*** DATA SUPPLIED Section Begins ***
PR #22, opened 2020-09-25
Added a function that pre-process chat tasks

GPaoloni:
Jira: https://bugs.benetech.org/browse/CHI-249
This PR is related to https://github.com/tech-matters/webchat/pull/9

Adds a new attribute (`lockInput`) to the user resource. That attribute is used in webchat to hide the input (maybe the naming is wrong). The webchat is in charge of changing the value of `lockInput` once a counselor joins, using channel events.

Useful docs:
https://www.twilio.com/docs/chat/rest/user-resourcehttps://media.twiliocdn.com/sdk/js/chat/releases/3.2.3/docs/User.html#updateAttributes__anchor

### DIFF
--- a/functions/autopilotRedirect.protected.ts
+++ b/functions/autopilotRedirect.protected.ts
@@ -62,11 +62,16 @@ export const handler: ServerlessFunctionSignature<EnvVars, Event> = async (
   event: Event,
   callback: ServerlessCallback,
 ) => {
-  if (event.Channel === 'chat' && event.CurrentTask === 'redirect_function')
-    await handleChatChannel(context, event);
+  try {
+    if (event.Channel === 'chat' && event.CurrentTask === 'redirect_function')
+      await handleChatChannel(context, event);
 
-  const actions = buildActionsArray(context, event);
-  const returnObj = { actions };
+    const actions = buildActionsArray(context, event);
+    const returnObj = { actions };
 
-  callback(null, returnObj);
+    callback(null, returnObj);
+  } catch (err) {
+    // If something goes wrong, just handoff to counselor so contact is not lost
+    callback(null, { actions: [{ redirect: 'task://counselor_handoff' }] });
+  }
 };
--- a/functions/autopilotRedirect.protected.ts
+++ b/functions/autopilotRedirect.protected.ts
@@ -5,8 +5,9 @@ import {
 } from '@twilio-labs/serverless-runtime-types/types';
 
 export interface Event {
-  Memory: string;
   Channel: string;
+  CurrentTask: string;
+  Memory: string;
   UserIdentifier: string;
 }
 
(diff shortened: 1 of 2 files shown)


functions/autopilotRedirect.protected.ts
```diff
@@ -1,40 +1,95 @@
...
+  // if channel is webchat, disable the input
+  if (attributes.channel_type === 'web') {
+    const user = await context
+      .getTwilioClient()
+      .chat.services(ServiceSid)
+      .users(event.UserIdentifier)
+      .fetch();
+
+    const userAttr = JSON.parse(user.attributes);
+    const updatedAttr = { ...userAttr, lockInput: true };
```
nickhurlburt, line 38: This seems to lock the input in every situation, even if input is needed for the chatbot.  Currently on staging chat, you get stuck because it asks a question but the input is locked.  Is that an issue with this?

image

GPaoloni: That is the behavior of webchat with the actual version of staging: the input is hidden as soon as the user starts the chat (regardless of the presence of the chatbot), and it's re-enabled after a counselor joins the chat (which will never happen as we are stuck with the bot). To test the functionality in this PR, you must use the chat version in https://github.com/tech-matters/webchat/pull/9

functions/autopilotRedirect.protected.ts
```diff
@@ -1,40 +1,98 @@
...
+            uri: `taskrouter://${context.TWILIO_CHAT_TRANSFER_WORKFLOW_SID}`,
+          },
+        };
+        return [say, handoff];
+      }
+
+      const redirect = { redirect: 'task://counselor_handoff' };
+      return [redirect];
+    }
+    case 'gender_why': {
```
nickhurlburt, line 64: Turns out that 'gender_why' is no longer used, so this can be removed.

functions/autopilotRedirect.protected.ts
```diff
@@ -1,40 +1,98 @@
...
+        const say = { say: 'Hold on, we are connecting you with an agent' };
+        const handoff = {
+          handoff: {
+            channel: 'voice',
+            uri: `taskrouter://${context.TWILIO_CHAT_TRANSFER_WORKFLOW_SID}`,
+          },
+        };
+        return [say, handoff];
+      }
+
```
nickhurlburt, line 60: Since we are not doing voice for now, I think we should remove this.  But that is a suggestion only -- I'm open to keeping it.

nickhurlburt (approved):
Looks good!  Once this is out, can you put it on production-staging and update autopilot/studio so that we don't forget?

GPaoloni:
Deployed to staging account, prod environment (chatbot updated to make use of it).

PR #23, opened 2020-09-30
Added the function that handles capacity change for manual pull

nickhurlburt:
Supports https://github.com/tech-matters/flex-plugins/pull/212 by implementing increment and decrement of current capacity.


nickhurlburt:
Subsumed by #24.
*** DATA SUPPLIED Section Ends ***
### TASK TO COMPLETE
Collect each line of the entries that has the word "with", copying it in full.

### EXERCISE ANSWER
nickhurlburt, line 38: This seems to lock the input in every situation, even if input is needed for the chatbot.  Currently on staging chat, you get stuck because it asks a question but the input is locked.  Is that an issue with this?
GPaoloni: That is the behavior of webchat with the actual version of staging: the input is hidden as soon as the user starts the chat (regardless of the presence of the chatbot), and it's re-enabled after a counselor joins the chat (which will never happen as we are stuck with the bot). To test the functionality in this PR, you must use the chat version in https://github.com/tech-matters/webchat/pull/9
+        const say = { say: 'Hold on, we are connecting you with an agent' };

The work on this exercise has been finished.